(What is required): Search the material below for the string "settings" and extract each line that has it.

(Records shown):

PR #766, opened 2021-02-04
chore: Create main.yml

software-dov:


busunkim96:
Whenever the dust has cleared, please remember to edit https://github.com/googleapis/gapic-generator-python/blob/master/.github/sync-repo-settings.yaml so repo settings bot doesn't trample the required checks. :)

.github/sync-repo-settings.yaml
```diff
@@ -5,24 +5,6 @@ branchProtectionRules:
 - pattern: master
   isAdminEnforced: true
   requiredStatusCheckContexts:
-    - 'ci/circleci: docs'
```
alexander-fenster, line 8: should we add the actions CI here?

.github/workflows/tests.yaml
```diff
@@ -0,0 +1,331 @@
+# WIP github actions
```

(Finished task):
Whenever the dust has cleared, please remember to edit https://github.com/googleapis/gapic-generator-python/blob/master/.github/sync-repo-settings.yaml so repo settings bot doesn't trample the required checks. :)
.github/sync-repo-settings.yaml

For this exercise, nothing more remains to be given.